24/7/365 support [closed]
So the organization I work for as a sysadmin is considering extending our hours to 24/7/365 - can anyone who works for or has worked in an extended hours shop maybe provide some basic info on your organization size, support hours, & call/incident volume so I can do a little comparison?
A lot of my coworkers seem to think that extended hours coverage is unnecessary due to our relatively small size. We do have 20+ international offices, but they are mostly quiet in terms of requesting technical assistance. Here are some more stats on my employer:
2000 employees
250 production servers worldwide
~20 incidents daily (sysadmin)
7-8 systems/network admins
We are also unsure if covering a 24 hour schedule will be difficult with only about 8 people (considering vacation and sick time) - so if you care to share how many people are in your group, that would be helpful as well.
Solution 1:
Whether or not this will work will depend a lot on whether you're dealing with automated alerts, a staffed operations center, or waiting for people to call for support. Our shop is a 24/7/365 shop, but I work in production systems, not in desktop support/client support. We don't get calls directly from users, so that helps a lot. We also support our own home-grown apps, and the development teams are invested in keeping the systems error free (from a code standpoint, the servers are up to us). Depending on what system a certain team supports, after hours calls can range from 2-5 a month to 2-5 a week. This can also vary depending on if a new code release caused issues.
As for compensation, our system was in place when I started working here, so my compensation was set with that in mind. If you are going to be expected to offer support after hours, you should be entitled to additional compensation. At the very least, if someone is on call, and has to deal with an after hours issue, they should be able to come in late the next day, or work from home if possible.
Solution 2:
One of the place I worked at had a 24/7 monitoring center. It took basically 10 staffers to fill all the slots, to have "spares" and to have a manager in charge. The biggest problem was the graveyard shift (2400-0800) since there was basically one guy coming off shift (in the entire building) and one guy coming on shift. Any delays meant automatic overtime for the guy on shift and if the midnight guy was a no show, a nice 16 hours shift.
We also had terrible turn-over rates on those jobs and much difficulty recruiting for the night/evening shifts... Of course the non-peak shifts were only staffed with "operator" level employees with technical back-up on call. Basically management was unwilling to pay well enough to get highly technical resources to do night shifts, especially if they had families.
Solution 3:
One thing you're not asking - when you have an incident, how long is acceptable until someone actually looks at it? And will this impact your regular maintenance windows?
I saw a shop go from exclusively 8/5 to 50% 12/5 and 50% 24/6 over a gradual process (a couple years) without adding staff. The new issues created by this were somewhat mitigated by getting more redundant hardware, better monitoring (especially alert delivery).

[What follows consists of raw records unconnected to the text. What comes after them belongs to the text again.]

PR #3894, opened 2024-06-25
perf(parser): add a few more inline hints to cursor functions

Boshen:


crates/oxc_parser/src/cursor.rs
```diff
@@ -113,6 +123,7 @@ impl<'a> ParserImpl<'a> {
 
     /// Move to the next token
     /// Checks if the current token is escaped if it is a keyword
+    #[inline]
```
Boshen, line 126:
```suggestion
```

PR #3896, opened 2024-06-25
feat: oxc transform binding

### LINKED ISSUE #3877: Transform binding should including oxc_transform, like esbuild `tranform` api.

underfin:
close https://github.com/oxc-project/oxc/issues/3877


DonIsaac:
Can we please have the napi SourceMap bindings conform to the contract used by [@jridgewell/trace-mapping](https://github.com/jridgewell/trace-mapping/blob/5a658b10d9b6dea9c614ff545ca9c4df895fee9e/src/types.ts#L14)? I need this for Jest compatibility.

underfin:
> Can we please have the napi SourceMap bindings conform to the contract used by [@jridgewell/trace-mapping](https://github.com/jridgewell/trace-mapping/blob/5a658b10d9b6dea9c614ff545ca9c4df895fee9e/src/types.ts#L14)? I need this for Jest compatibility.

Here has some different fields typing, but it is ok if using typing cast. Because the js ecosystem `SourceMap` typing is not same, oxc can't let everyone's happy, it is difficult to use directly, I hasn't a good idea for it, if you have some advice, we could discuss at here.

PR #3897, opened 2024-06-25
perf(diagnostics): optimize string-buffer reallocations

lucab:
This improves `GraphicalReportHandler` logic by using a string-buffer with a capacity hint. That avoids growing the buffer from zero each time, saving a bunch of reallocations.

### DIFF
--- a/crates/oxc_diagnostics/src/graphic_reporter.rs
+++ b/crates/oxc_diagnostics/src/graphic_reporter.rs
@@ -1122,9 +1122,9 @@ impl GraphicalReportHandler {
         let mut column = context_data.column();
         let mut offset = context_data.span().offset();
         let mut line_offset = offset;
+        let mut line_str = String::with_capacity(context.len());
+        let mut lines = Vec::with_capacity(1);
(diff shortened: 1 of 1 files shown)


lucab:
For context, those buffer resizes were visible in memory profiles of `oxlint`.
When doing a default linting run on https://github.com/microsoft/vscode, they resulted in ~5k reallocs:
allocs

Boshen:
Nice! You can also send a PR to `miette` as well!

Boshen:
Quick question: how did you discover this?

lucab:
@Boshen just having a look at the memory usage pattern of `oxlint`. The tool I'm using is https://github.com/KDE/heaptrack. The "temporary allocations" bucket shows reallocations and allocations directly followed by deallocation.

Boshen:
Thank you! TIL heaptrack

Feel free to raise an issue if you find anything else that is interesting.

And if you wanna have fun with the memory allocator, we have a backlog here https://github.com/oxc-project/backlog/issues/49

PR #3899, opened 2024-06-25
refactor(ast)!: revert adding `span` field to the `BindingPattern` type.

rzvxa:
Since this is a temporary solution in the time that we are waiting for the `#[span]` hint, And there are already other workarounds used in our `ast_codegen` I propose removing it right away - sorry in my opinion adding it in the first place was a mistake - in favor of adding an edge case in the codegen. It is better to do the refactoring in the codegen instead of the production code which people may depend on.


rzvxa:
* **#3899** <a href="https://app.graphite.dev/github/pr/oxc-project/oxc/3899?utm_source=stack-comment-icon" target="_blank">Graphite</a> 👈
* `main`

<h2></h2>

overlookmotel (approved):

PR #5503, opened 2024-09-05
chore: run `cargo +nightly fmt` to sort imports

Boshen:
They are never going to be stable are they ... https://github.com/oxc-project/oxc/blob/cedf7a4daa4084523050d9ae1b4555e5174c6347/.rustfmt.toml#L8-L16


DonIsaac:
Nightly rust is the new stable rust 👀

PR #5512, opened 2024-09-05
style(linter): introduce the writing style from PR #5491 and reduce the if nesting

shulaoda:
Related to #5491


Boshen:
Thank you for spending the time on this.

The real problem is that everyone had come to expect a large maintenance window during convenient hours of the day. This was handled by having more people work from 8am-8pm, more people scheduled to work Saturdays and Sundays, and three-day weekends being considered an opportunity do to maintenance that had previously been done after-hours on normal days.
Another problem is that everyone had come to expect that only unusual problems, extremely severe problems, or problems with a certain small handful of systems, needed to be handled during the middle of the night or the weekend. This was handled by never defining these requirements, so that a severely sleep-deprived individual could choose to ignore a particular issue if he was unable at the time, without fear of repercussions. (Although it could cost the company a great deal).
People became increasingly burnt out and disgruntled. But IT management was able to hide these problems from their management, looking like heroes able to do more work with less staff. Upper management never understood that the decreased maintenance windows for hardware maintenance were a serious problem, because IT management would not admit that this caused an issue.
The environment became increasingly pathological and I ended up leaving due to IT management's habit of lying about requirements and issues all the way up the chain. The last I heard, the remaining staff is feeling more burned-out, more ill-treated. People are losing their families becuase three-day weekends are considered a time to do extra work, and because of the expectation of working such long hours that their family is asleep when they return home. (only to do more work anyway).
However, one group started offering secret "comp days", i.e. if Saturday is scheduled for 18 hours of work, then Monday could be scheduled as a weekend day. This had to be done in secret for fear of management finding out that extra work requires extra people.
The company's profits are increasing, and the salary of the IT management is increasing.
Vacations were surprisingly not a problem due to careful scheduling and a diverse staff that did not share many religious holidays.
It seems like an overall success to me.